Org roll-up, not per-issue queries. We could have given agents a query API and let them assemble their own picture by hitting /issues?assignee=me, /kpis?off_pace=true, and so on. That works, but it pushes the assembly cost onto every agent and makes the contract about endpoint surface rather than orientation. Heartbeat is opinionated by design. It returns the org as seen by this agent, with the joins already done. The agent spends its tokens on deciding, not querying.
What is next
The current heartbeat is the minimum useful payload. Three directions we are pulling on next.
Prioritization rules. Right now the order of signals is server-side and uniform. We want agent-specific weighting so that a content agent and a backend agent get a usefully different ordering even though they belong to the same org.
Per-agent filters. A designer agent does not care about Stripe webhook failures. A billing agent does not care about content KPIs. The agent member record should declare which signals are interesting, and the heartbeat should respect it.

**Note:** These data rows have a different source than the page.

PR #1099, opened 2021-02-17
--Support stand alone Metadata Mediator, and building Simulator from MM

jturner65:
## Motivation and Context
This PR adds the ability to construct a Metadata Mediator in python, either from an existing Simulator Configuration or using a default, without requiring a Simulator to exist.  It also adds the ability to pass an existing Metadata Mediator into Simulator as a constructor default, as well as to retrieve a reference to the Metadata Mediator currently in use from Simulator.

The purpose of this is that Metadata Mediator maintains all the configuration files that have been loaded into the system, which can be expensive for large datasets.  By enabling the MM to be created and accessed independent of a Simulator instance, this loading process can be performed once, and then maintained through multiple simulator lifetimes.  

## How Has This Been Tested
Existing C++ and python tests.  Simtest.cpp has been modified to test Simulators constructed using MM as well as those constructed from SimulatorConfiguration.  TODO : python test is pending.

## Types of changes

## Checklist

- [ x I have read the **CONTRIBUTING** document.

### DIFF
--- a/habitat_sim/simulator.py
+++ b/habitat_sim/simulator.py
@@ -188,10 +188,7 @@ class Simulator(SimulatorBackend):
 
     def _config_backend(self, config: Configuration) -> None:
         if not self._initialized:
-            if config.metadata_mediator is not None:
-                super().__init__(config.metadata_mediator)
-            else:
-                super().__init__(config.sim_cfg)
+            super().__init__(config.sim_cfg, config.metadata_mediator)
             self._initialized = True
         else:
             super().reconfigure(config.sim_cfg)
--- a/habitat_sim/simulator.py
+++ b/habitat_sim/simulator.py
@@ -30,6 +30,7 @@ import habitat_sim.errors
 from habitat_sim.agent.agent import Agent, AgentConfiguration, AgentState
 from habitat_sim.bindings import cuda_enabled
 from habitat_sim.logging import logger
+from habitat_sim.metadata import MetadataMediator
 from habitat_sim.nav import GreedyGeodesicFollower, NavMeshSettings, PathFinder
 from habitat_sim.sensor import SensorSpec, SensorType
 from habitat_sim.sensors.noise_models import make_sensor_noise_model
@@ -45,13 +46,15 @@ class Configuration(object):
 
     :property sim_cfg: The configuration of the backend of the simulator
     :property agents: A list of agent configurations
-
+    :property metadata_mediator: (optional) The metadata mediator to build the simulator from
     Ties together a backend config, `sim_cfg` and a list of agent
     configurations `agents`.
     """
 
     sim_cfg: SimulatorConfiguration
     agents: List[AgentConfiguration]
+    # An existing Metadata Mediator can also be used to construct a SimulatorBackend
+    metadata_mediator: MetadataMediator = attr.ib(default=None)
 
 
 @attr.s(auto_attribs=True)
@@ -185,7 +188,10 @@ class Simulator(SimulatorBackend):
 
     def _config_backend(self, config: Configuration) -> None:
         if not self._initialized:
-            super().__init__(config.sim_cfg)
+            if config.metadata_mediator is not None:
+                super().__init__(config.metadata_mediator)
+            else:
+                super().__init__(config.sim_cfg)
             self._initialized = True
         else:
             super().reconfigure(config.sim_cfg)
--- a/habitat_sim/simulator.py
+++ b/habitat_sim/simulator.py
@@ -54,7 +54,7 @@ class Configuration(object):
     sim_cfg: SimulatorConfiguration
     agents: List[AgentConfiguration]
     # An existing Metadata Mediator can also be used to construct a SimulatorBackend
-    metadata_mediator: MetadataMediator = attr.ib(default=None)
+    metadata_mediator: Optional[MetadataMediator] = None
 
 
 @attr.s(auto_attribs=True)
--- a/src/esp/bindings/SimBindings.cpp
+++ b/src/esp/bindings/SimBindings.cpp
@@ -116,7 +116,7 @@ void initSimBindings(py::module& m) {
           R"(The currently active dataset being used.  Will attempt to load
             configuration files specified if does not already exist.)")
       /* --- Template Manager accessors --- */
-      // We wish a copy of the metadata mediator smart poitner so that we
+      // We wish a copy of the metadata mediator smart pointer so that we
       // increment its ref counter
       .def_property(
           "metadata_mediator", &Simulator::getMetadataMediator,
--- a/src/esp/bindings/SimBindings.cpp
+++ b/src/esp/bindings/SimBindings.cpp
@@ -116,6 +116,8 @@ void initSimBindings(py::module& m) {
           R"(The currently active dataset being used.  Will attempt to load
             configuration files specified if does not already exist.)")
       /* --- Template Manager accessors --- */
+      // We wish a copy of the metadata mediator smart poitner so that we
+      // increment its ref counter
       .def_property(
           "metadata_mediator", &Simulator::getMetadataMediator,
           &Simulator::setMetadataMediator, py::return_value_policy::copy,
--- a/src/esp/bindings/SimBindings.cpp
+++ b/src/esp/bindings/SimBindings.cpp
@@ -74,6 +74,8 @@ void initSimBindings(py::module& m) {
 
   // ==== Simulator ====
   py::class_<Simulator, Simulator::ptr>(m, "Simulator")
+      // add constructor to build Simulator from existing MetadataMediator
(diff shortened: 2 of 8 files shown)


src/tests/SimTest.cpp
```diff
@@ -129,7 +167,7 @@ SimTest::SimTest() {
             &SimTest::recomputeNavmeshWithStaticObjects,
             &SimTest::loadingObjectTemplates,
             &SimTest::buildingPrimAssetObjectTemplates,
-            &SimTest::addSensorToObject});
+            &SimTest::addSensorToObject}, NumSims );
```
mosra, line 170:
```suggestion
            &SimTest::addSensorToObject}, Cr::Containers::arraySize(SimulationBuilder) );
```

and you don't need the `NumSims` variable at all (sorry, it's still like that in the docs, i have to clean that up)

src/tests/SimTest.cpp
```diff
@@ -261,7 +336,9 @@ void SimTest::getDefaultLightingRGBAObservation() {
 void SimTest::getCustomLightingRGBAObservation() {
   Corrade::Utility::Debug()
       << "Starting Test : getCustomLightingRGBAObservation ";
```
mosra, line 338: Why this? :)

(I'm aware that if you get a crash, it won't print what test case it started, but that shouldn't mean you have to suffer like this ;) On my list of things to fix.)

src/tests/SimTest.cpp
```diff
@@ -152,33 +198,56 @@ void SimTest::reconfigure() {
...
+    auto agent = simulator.addAgent(agentConfig);
+
+    auto stateOrig = AgentState::create();
+    agent->getState(stateOrig);
+
+    simulator.reset();
+
+    auto stateFinal = AgentState::create();
+    agent->getState(stateFinal);
+    CORRADE_VERIFY(stateOrig->position == stateFinal->position);
```
mosra, line 235:
```suggestion
    CORRADE_COMPARE(stateOrig->position, stateFinal->position);
```

assuming those are Magnum vectors and not Eigen vectors (which don't have a debug output), same below

src/tests/SimTest.cpp
```diff
@@ -152,33 +198,56 @@ void SimTest::reconfigure() {
...
+  simulator_mm.reconfigure(cfg_mm);
+  CORRADE_VERIFY(pathfinder_mm == simulator_mm.getPathFinder());
+  SimulatorConfiguration cfg2_mm;
+  cfg2_mm.activeSceneName = skokloster;
+  simulator_mm.reconfigure(cfg2_mm);
+  CORRADE_VERIFY(pathfinder_mm != simulator_mm.getPathFinder());
 }
 
 void SimTest::reset() {
+  auto testReset = [&](Simulator& simulator) {
```
mosra, line 217: Because all test macros (which take care of extracting the function name) are inside the lambda, the function won't be marked correctly in the output. I'd do 

```cpp
void SimTest::reset() {
  CORRADE_VERIFY(true);

  auto testReset = [&](Simulator& simulator) {
```

to work around that :)

mosra (commented):
Just commenting on the test-related things.

src/tests/SimTest.cpp
jturner65: Oh yeah. Ty

jturner65: oops, those are eigen vecs

src/esp/bindings/SimBindings.cpp
```diff
@@ -113,8 +115,12 @@ void initSimBindings(py::module& m) {
           &Simulator::setActiveSceneDatasetName,
           R"(The currently active dataset being used.  Will attempt to load
             configuration files specified if does not already exist.)")
-      /* --- Physics functions --- */
       /* --- Template Manager accessors --- */
+      .def_property(
+          "metadata_mediator", &Simulator::getMetadataMediator,
+          &Simulator::setMetadataMediator, py::return_value_policy::copy,
```
Skylion007, line 121: Interesting, you really want to return a copy?

src/esp/bindings/SimBindings.cpp
```diff
@@ -74,6 +74,8 @@ void initSimBindings(py::module& m) {
 
   // ==== Simulator ====
   py::class_<Simulator, Simulator::ptr>(m, "Simulator")
+      // add constructor to build Simulator from existing MetadataMediator
+      .def(py::init<esp::metadata::MetadataMediator::ptr>())
```
Skylion007, line 78: Mind adding a pytest test case somewhere. It will serve as documentation too.

jturner65: working on it now

src/esp/bindings/SimBindings.cpp
jturner65: copy of smart pointer.  want to increment holder count

src/tests/SimTest.cpp
mosra: [Fixed.](https://doc.magnum.graphics/corrade/classCorrade_1_1TestSuite_1_1Tester.html#TestSuite-Tester-instanced). Sorry again, bad decisions from 2014 shouldn't still be preserved seven years later :D

src/tests/SimTest.cpp
mosra: `CORRADE_COMPARE(Mn::Vector3{stateOrig->position}, Mn::Vector3{stateFinal->position});` ? :sweat_smile:

src/esp/bindings/SimBindings.cpp
Skylion007: Please document in a comment.

src/esp/bindings/SimBindings.cpp
```diff
@@ -116,6 +116,8 @@ void initSimBindings(py::module& m) {
           R"(The currently active dataset being used.  Will attempt to load
             configuration files specified if does not already exist.)")
       /* --- Template Manager accessors --- */
+      // We wish a copy of the metadata mediator smart poitner so that we
```
Skylion007, line 119: typo:

habitat_sim/simulator.py
```diff
@@ -45,13 +46,15 @@ class Configuration(object):
...
-
+    :property metadata_mediator: (optional) The metadata mediator to build the simulator from
     Ties together a backend config, `sim_cfg` and a list of agent
     configurations `agents`.
     """
 
     sim_cfg: SimulatorConfiguration
     agents: List[AgentConfiguration]
+    # An existing Metadata Mediator can also be used to construct a SimulatorBackend
+    metadata_mediator: MetadataMediator = attr.ib(default=None)
```
Skylion007, line 57:
```suggestion
    metadata_mediator: Optional[MetadataMediator] = None
```

Skylion007: Can sim_cfg and metadata_mediator override each other? Do we print a warning if that's the case? Or assert that one is None? We may want to add a validator to the effect.

Skylion007 (changes requested):

habitat_sim/simulator.py
jturner65: Thanks!

src/esp/bindings/SimBindings.cpp
erikwijmans: That's what happens by default for smart pointers with pybind

habitat_sim/simulator.py
jturner65: > Can sim_cfg and metadata_mediator override each other? Do we print a warning if that's the case? Or assert that one is None? We may want to add a validator to the effect.

Yes, let's discuss this further in slack.

src/esp/bindings/SimBindings.cpp
jturner65: That's what I thought but I wasn't sure. I'll remove the decorator then.

aclegg3 (approved):
Looks good. 👍

habitat_sim/simulator.py
```diff
@@ -185,7 +188,7 @@ def reset_agent(self, agent_id: int) -> None:
 
     def _config_backend(self, config: Configuration) -> None:
         if not self._initialized:
-            super().__init__(config.sim_cfg)
+            super().__init__(config.sim_cfg, config.metadata_mediator)
```
Skylion007, line 191: We should still give a warning / info via the logger that the MetadataMediator is overriding stuff though. Is this handled on the C++ side?

jturner65: Nothing is being overridden.  The config.sim_cfg is the primary datasource.  The existing MM is passed in, and then config.sim_cfg is queried for the dataset and scene, just as if it wasn't passed at all.  The MM will get its dataset changed to match the dataset specified in the config.sim_cfg.  This is non-destructive, and any loaded dataset information the existing MM will be retained, and can be specified separately.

Multi-agent coordination. When two agents could plausibly pick up the same issue, we need a soft-lock primitive in the heartbeat so the second agent sees that the first has claimed it. We are leaning toward time-bounded claims that auto-expire, rather than hard locks, because agents crash.
If you want to see heartbeat against a real org, the API is documented in the Atoll docs and works with any agent that can speak HTTPS. The point of the whole thing is undramatic. Give the agent the same five seconds of orientation a human gets, and most of the rest of the workflow takes care of itself.